## The problem
Please copy exactly the lines that begin with the one containing "Done with a merge+rebase" and end with the last line of the entries.

========================================================================

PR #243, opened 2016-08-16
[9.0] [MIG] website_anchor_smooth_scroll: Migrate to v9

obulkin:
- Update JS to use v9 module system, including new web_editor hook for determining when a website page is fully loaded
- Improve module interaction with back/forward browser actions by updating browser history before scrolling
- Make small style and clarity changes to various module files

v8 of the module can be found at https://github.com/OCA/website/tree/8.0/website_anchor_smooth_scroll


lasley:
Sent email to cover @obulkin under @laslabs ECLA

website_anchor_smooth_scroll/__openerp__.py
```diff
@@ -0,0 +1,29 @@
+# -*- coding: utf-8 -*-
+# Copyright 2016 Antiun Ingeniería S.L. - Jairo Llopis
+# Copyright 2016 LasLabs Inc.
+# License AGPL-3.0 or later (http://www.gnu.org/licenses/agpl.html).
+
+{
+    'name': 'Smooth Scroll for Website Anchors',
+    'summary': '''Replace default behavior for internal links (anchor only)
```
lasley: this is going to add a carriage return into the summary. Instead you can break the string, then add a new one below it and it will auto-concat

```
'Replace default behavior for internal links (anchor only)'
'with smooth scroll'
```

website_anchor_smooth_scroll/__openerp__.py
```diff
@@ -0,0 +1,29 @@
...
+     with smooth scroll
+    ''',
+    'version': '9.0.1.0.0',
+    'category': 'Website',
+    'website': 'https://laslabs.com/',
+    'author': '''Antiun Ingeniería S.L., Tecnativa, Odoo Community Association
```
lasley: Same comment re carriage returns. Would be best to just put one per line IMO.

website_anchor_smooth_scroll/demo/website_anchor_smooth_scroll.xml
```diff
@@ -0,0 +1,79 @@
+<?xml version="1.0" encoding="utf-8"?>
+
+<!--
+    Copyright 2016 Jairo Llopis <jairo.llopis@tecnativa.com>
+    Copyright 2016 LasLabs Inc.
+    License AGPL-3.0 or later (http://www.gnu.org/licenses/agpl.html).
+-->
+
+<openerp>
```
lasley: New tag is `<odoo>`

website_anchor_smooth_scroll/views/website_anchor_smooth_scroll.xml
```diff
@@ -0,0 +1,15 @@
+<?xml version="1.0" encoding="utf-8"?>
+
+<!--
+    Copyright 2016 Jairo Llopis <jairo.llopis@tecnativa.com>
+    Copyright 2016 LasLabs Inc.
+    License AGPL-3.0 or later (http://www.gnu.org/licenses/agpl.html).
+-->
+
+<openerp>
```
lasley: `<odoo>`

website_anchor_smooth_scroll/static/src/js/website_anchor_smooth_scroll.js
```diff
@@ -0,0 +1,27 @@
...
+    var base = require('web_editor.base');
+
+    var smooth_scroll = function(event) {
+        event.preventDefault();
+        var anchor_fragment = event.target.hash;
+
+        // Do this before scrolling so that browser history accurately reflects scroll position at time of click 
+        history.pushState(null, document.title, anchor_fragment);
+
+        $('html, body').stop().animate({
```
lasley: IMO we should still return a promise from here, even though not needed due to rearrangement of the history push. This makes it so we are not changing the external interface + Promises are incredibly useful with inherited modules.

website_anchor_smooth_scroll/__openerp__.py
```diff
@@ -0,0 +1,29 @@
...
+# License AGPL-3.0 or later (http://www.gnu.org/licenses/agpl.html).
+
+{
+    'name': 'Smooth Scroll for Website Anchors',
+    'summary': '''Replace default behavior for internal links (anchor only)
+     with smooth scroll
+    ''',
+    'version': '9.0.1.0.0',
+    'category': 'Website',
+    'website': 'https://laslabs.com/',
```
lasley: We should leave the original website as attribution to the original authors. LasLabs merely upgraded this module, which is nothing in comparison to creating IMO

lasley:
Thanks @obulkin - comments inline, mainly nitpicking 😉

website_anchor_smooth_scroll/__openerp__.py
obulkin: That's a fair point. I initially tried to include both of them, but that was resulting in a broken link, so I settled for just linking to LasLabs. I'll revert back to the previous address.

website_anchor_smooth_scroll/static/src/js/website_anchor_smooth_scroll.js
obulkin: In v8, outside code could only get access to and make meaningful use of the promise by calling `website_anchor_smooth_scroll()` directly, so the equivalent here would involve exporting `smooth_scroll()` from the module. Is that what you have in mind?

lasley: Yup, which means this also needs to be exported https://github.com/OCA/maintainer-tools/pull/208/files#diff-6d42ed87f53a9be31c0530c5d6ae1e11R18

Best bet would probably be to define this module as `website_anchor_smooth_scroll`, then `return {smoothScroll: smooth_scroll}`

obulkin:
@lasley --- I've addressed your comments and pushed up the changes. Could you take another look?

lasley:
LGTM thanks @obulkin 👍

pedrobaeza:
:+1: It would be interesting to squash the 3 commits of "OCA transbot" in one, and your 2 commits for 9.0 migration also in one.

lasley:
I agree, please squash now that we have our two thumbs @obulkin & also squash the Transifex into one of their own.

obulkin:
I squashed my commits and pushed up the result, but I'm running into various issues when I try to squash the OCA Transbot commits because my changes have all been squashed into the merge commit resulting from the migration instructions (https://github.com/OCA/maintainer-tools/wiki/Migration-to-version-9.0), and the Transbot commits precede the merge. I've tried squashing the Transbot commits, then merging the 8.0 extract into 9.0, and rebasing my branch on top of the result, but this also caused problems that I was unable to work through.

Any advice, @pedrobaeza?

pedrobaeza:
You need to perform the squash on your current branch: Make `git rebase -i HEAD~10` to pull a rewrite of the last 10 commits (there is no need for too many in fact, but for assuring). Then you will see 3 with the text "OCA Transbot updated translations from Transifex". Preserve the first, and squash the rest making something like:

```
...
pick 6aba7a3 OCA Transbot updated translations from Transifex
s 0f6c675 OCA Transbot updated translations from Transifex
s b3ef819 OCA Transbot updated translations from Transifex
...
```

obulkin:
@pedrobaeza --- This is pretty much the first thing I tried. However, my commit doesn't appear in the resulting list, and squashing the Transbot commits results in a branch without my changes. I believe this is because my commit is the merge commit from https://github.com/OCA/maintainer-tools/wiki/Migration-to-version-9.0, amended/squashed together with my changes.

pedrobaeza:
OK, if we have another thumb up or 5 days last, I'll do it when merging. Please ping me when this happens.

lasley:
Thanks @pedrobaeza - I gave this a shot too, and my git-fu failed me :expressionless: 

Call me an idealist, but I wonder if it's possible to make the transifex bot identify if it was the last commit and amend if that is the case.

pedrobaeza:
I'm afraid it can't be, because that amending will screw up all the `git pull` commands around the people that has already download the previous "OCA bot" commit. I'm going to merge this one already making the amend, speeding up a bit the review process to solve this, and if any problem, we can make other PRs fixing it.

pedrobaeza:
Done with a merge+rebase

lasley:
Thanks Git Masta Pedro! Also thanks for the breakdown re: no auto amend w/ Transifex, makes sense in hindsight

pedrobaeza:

========================================================================

## Result of this task
Done with a merge+rebase

lasley:
Thanks Git Masta Pedro! Also thanks for the breakdown re: no auto amend w/ Transifex, makes sense in hindsight

pedrobaeza:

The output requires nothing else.